I found this reading quite difficult to understand at many points due to some of the language of phenomenology that was unfamiliar to me, but the underlying ideas as I grasp them are of great interest to me. The first quote that I want to consider in some depth is:
"As teachers, we sometimes catch ourselves about to say something but then hold back before we have completely committed ourselves to what was already “on our lips.” Other times the situation we are in seems to “tell” us as it were how we should act."
"The application or reach of theories is both too limited and too universal, too partial and too general to be of immediate practical use in teachers' dealing with children."

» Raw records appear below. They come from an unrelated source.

PR #681, opened 2015-11-23
Reduce stress load in netstats_test

ptnapoleon:
There is no need to load this much data to effectively test what we're testing. It just makes the test take too long. I'd like to drop it even farther if I could, to 50 or 100k. I also used the cleaner shorthand to notate the load on another test in the file.

@mambocab

### DIFF
--- a/jmx_test.py
+++ b/jmx_test.py
@@ -65,7 +65,7 @@ class TestJMX(Tester):
         cluster.populate(3).start(wait_for_binary_proto=True)
         node1, node2, node3 = cluster.nodelist()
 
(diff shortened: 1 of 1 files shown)


ptnapoleon:
It looks like this is actually causing the test to fail. Having more data is making it take longer to replay commitlogs on startup. So we need to choose a value that let's it take long enough to startup to properly test what we want, while also not taking too long. 1M?

ptnapoleon:
For the record I'm still fine with 500K, as we can be sure it takes at least 3 seconds on cassci, which is 5-6 iterations of that loop

mambocab:
Yep, looks good. +1.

I think it is important to examine the flaws that Van Manen sees in a purely theory-based classroom model of teacher behaviour. In my own experience talking to teachers, few espouse the same theory as they left their own education with and even those that do do so with less vigour than they once held. Something that I noticed as a student is that the new teachers that I had all suffered from similar desires to make all of their decisions grounded entirely in theory. The challenge is that, if this desire for the backing of theory is transparent to students, I think it decreases the credibility of the teacher in an ironic way. A reliance on strict adherence to theory undermines the teacher's tact and the students perception of their own self-assuredness in education.
My third quote:
"If we were to ask the teacher to give an account of every one of her actions then she would most likely be stymied. Yet, it is the totality of all those micro-situations (and not just the overall intent and pattern of the lesson) that defines the teaching-learning reality of the classroom."